- I have asthma - no great surprise but it was nice to get confirmation.
- My peak flow is roughly 75% of what it ought to be given my age, body size, and sex.
- My lung volume is moderately compromised but not severe enough to warrant too much attention
Breathing at high altitude
- Altitude reduces the percent of oxygen in the atmospheric air (pre-stage 1).
- Reduced oxygen in the air means that inspired air has less oxygen to be absorbed.
- The reduced oxygen and consequently the increase in CO2 in the air causes the carotid bodies to signal the body to breath more frequently (i.e., increased respiration rate).
- Increased respiration rates are generally good BUT the increased rate leads to a greater expiration of CO2 and that results in a higher blood pH (more alkaline) - two bad outcomes.
- Higher blood pH - a situation call blood alkalosis - is not fatal but it does compromise your body's ability to function properly. More importantly....
- Lower CO2 concentration in the blood REDUCES your breathing rate. While this last consequence seems less problematic than the blood pH, I came to realize that this outcome is the part that causes the greatest problem for mountaineers.
AsthmaNow, back to asthma. How does asthma affect your ability to acclimatize? Asthma, as my brother explained to me, is a disease that affects expiration mostly. Yes, it does affect inspiration but it is the expiration that is the greatest concern. If an asthmatic person is less able to expire air then that person's body does not expel CO2 as rapidly as a person without asthma. Sounds like a good situation, right? Well, not exactly. If you cannot expel the residual air from your lungs, you are less able to inhale new, oxygenated air. Thus, asthmatics are less likely to function well at altitude than non-asthmatics because of an air exchange problem. Less air out means less air in and if that air is already oxygen compromised then the little you take in creates an even bigger problem for the oxygen starved body.
Is asthma a big deal in mountaineering? Simply put - YES. Cold dry air often triggers asthma attacks. There is little moisture in high altitude air and the temperature is pretty obvious.
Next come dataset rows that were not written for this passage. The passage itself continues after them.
PR #14024, opened 2022-02-11
Fix max measurements gauge test

ccapurso:
We have a theory that the amount of metrics emitted in `TestGauge_MaximumMeasurements` is causing the test to timeout in CircleCI. It seems like we can exercise the same functionality with a fraction of the original metric count. A constant for the batch size has also been added for clarification when debugging the test and associated underlying  `streamGaugesToSink` function.

### DIFF
--- a/helper/metricsutil/gauge_process.go
+++ b/helper/metricsutil/gauge_process.go
@@ -197,16 +197,18 @@ func (p *GaugeCollectionProcess) collectAndFilterGauges() {
 	p.streamGaugesToSink(values)
 }
 
+// batchSize is the number of metrics to be sent per tick duration.
+const batchSize = 25
+
 func (p *GaugeCollectionProcess) streamGaugesToSink(values []GaugeLabelValues) {
 	// Dumping 500 metrics in one big chunk is somewhat unfriendly to UDP-based
 	// transport, and to the rest of the metrics trying to get through.
 	// Let's smooth things out over the course of a second.
-	// 1 second / 500 = 2 ms each, so we can send 25 per 50 milliseconds.
+	// 1 second / 500 = 2 ms each, so we can send 25 (batchSize) per 50 milliseconds.
 	// That should be one or two packets.
 	sendTick := p.clock.NewTicker(50 * time.Millisecond)
 	defer sendTick.Stop()
 
-	batchSize := 25
 	for i, lv := range values {
 		if i > 0 && i%batchSize == 0 {
 			select {
--- a/helper/metricsutil/gauge_process_test.go
+++ b/helper/metricsutil/gauge_process_test.go
@@ -433,11 +433,11 @@ func TestGauge_MaximumMeasurements(t *testing.T) {
 		2000000*time.Hour)
 
 	sink := NewClusterMetricSink("test", inmemSink)
-	sink.MaxGaugeCardinality = 500
+	sink.MaxGaugeCardinality = 100
 	sink.GaugeInterval = 2 * time.Hour
 
 	// Create a report larger than the default limit
-	excessGauges := 100
+	excessGauges := 20
 	values := makeLabels(sink.MaxGaugeCardinality + excessGauges)
 	rand.Shuffle(len(values), func(i, j int) {
 		values[i], values[j] = values[j], values[i]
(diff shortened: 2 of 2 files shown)


helper/metricsutil/gauge_process.go
```diff
@@ -197,16 +197,18 @@ func (p *GaugeCollectionProcess) collectAndFilterGauges() {
 	p.streamGaugesToSink(values)
 }
 
+// batchSize is the number of metrics to be sent per tick duration.
+const batchSize = 25
```
swayne275, line 201: lovely

helper/metricsutil/gauge_process.go
```diff
@@ -197,16 +197,18 @@ func (p *GaugeCollectionProcess) collectAndFilterGauges() {
...
+
 func (p *GaugeCollectionProcess) streamGaugesToSink(values []GaugeLabelValues) {
 	// Dumping 500 metrics in one big chunk is somewhat unfriendly to UDP-based
```
swayne275, line 204: i know this was already here, but where is the 500 coming from?

swayne275 (approved):
nice cleanup! big question about a comment that was already there though (and seems to be the basis of the 25 items per tick

helper/metricsutil/gauge_process.go
hghaf099: Yeah, I have the same question, cause that essentially affects the batchsize

hghaf099: seems to be from here:
https://github.com/hashicorp/vault/blob/5f590d4d505dcb7f0021893c23ce2ab49f204d11/internalshared/configutil/telemetry.go#L29

helper/metricsutil/gauge_process.go
hghaf099: I think this should depend on the default value here:
https://github.com/hashicorp/vault/blob/5f590d4d505dcb7f0021893c23ce2ab49f204d11/internalshared/configutil/telemetry.go#L29

ccapurso: I just lifted the local var (`batchSize := 25`) from `streamGuagesToSink` and made it a package-level const.

helper/metricsutil/gauge_process.go
ccapurso: 500 was the original `MaxGaugeCardinality` for the sink in the test. We reduced that to 100.

See:
https://github.com/hashicorp/vault/blob/7fd37fe778eb9ff187beb9af023d5fa1e5f50360/helper/metricsutil/gauge_process_test.go#L436

hghaf099: I think we may need to think what would happen if `MaximumGaugeCardinalityDefault` configured differently that the default value.

ccapurso: I believe that `MaximumGaugeCardinalityDefault` comes into play if the telemetry configuration doesn't specify `MaximumGaugeCardinality`. It isn't configurable.

https://github.com/hashicorp/vault/blob/5f590d4d505dcb7f0021893c23ce2ab49f204d11/internalshared/configutil/telemetry.go#L212-L214

hghaf099: Yes, sorry I am not talking about the test though. The test is perfectly fine. 
I am saying it seems the calculations in this function seem to be all based on the assumption that `MaximumGaugeCardinality` is always 500 which is the default value. So, if that is configured differently, do we want to keep the constant values in this function as is? `MaximumGaugeCardinality` could be configured to be 1000 for example.

ccapurso: Oh that's an interesting point! Attempting to fix this test together has brought up some interesting discussion. It looks like `MaximumGaugeCardinality ` is used in the calling function `collectAndFilterGauges`. Having a constant batch size that is not calculated based on the `MaxGaugeCardinality` means that transmission rate does not scale as the max increases. There obviously needs to be a max batch size to address the concerns discussed in the comment but your point is starting to make me wonder if this hard-coded batch size is warranted or if any flexibility can be introduced. I'm going to dig into the logic a bit more closely now that you mentioned this.

ccapurso: Yup, I agree. I think we should do that as a separate PR though. I'd rather allow the necessary time to investigate it more thoroughly and provide appropriate test coverage. I can make a ticket with context from our discussion here.

PR #14027, opened 2022-02-11
Remove --privileged recommendation from entrypoint script message

mickael-hc:
The use of the `--privileged` [flag](https://docs.docker.com/engine/reference/commandline/run/#options) is not recommended, as it does not adhere to the principle of least privilege.


calvn:
Sounds reasonable, but wanted to get @jasonodonnell 's input here to see if there was any particular reason for having this flag set in the past.

jasonodonnell (approved):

Combined, the cold and dry air inhibits the exhalation of air from the lungs (good if you are only concerned about alkalosis) and increases the CO2 concentration in the blood. Why? Asthmatics cannot expel the CO2 rich air after the respiratory process. To make matters worse, the increased CO2 leads to a higher respiration rate but a rate that is not beneficial to the asthmatic because the air that now comes in at a faster rate is also cold and dry. The picture gets really simple. Imagine having a drink of water from a hose. If the hose offers you a trickle and you can use that trickle of water to slake your thirst then you come away from the experience satisfied. What happens when the hose is attached to a fire hydrant? That hose no longer provides the refreshments you desire. Instead, you drown.
Asthma is akin to drowning because the failure to exchange oxygen depleted air with oxygen rich air leads to suffocation - much like drowning. The greater the limits on this exchange, the greater the likelihood of HAPE or HACE.
So what do I do about my asthma? Manage it prior to, during, and after climbing via sound judgement, modest use of drugs (prescription not recreational), and preparation. I had an asthma attack on Denali upon my descent from the summit and it was hardly a fun experience. Rarely have I been so affected by asthma. I am taking every step possible to avoid that situation on Everest. Thanks to my brother and his colleagues at Allergy Partners, I am a well-managed asthmatic.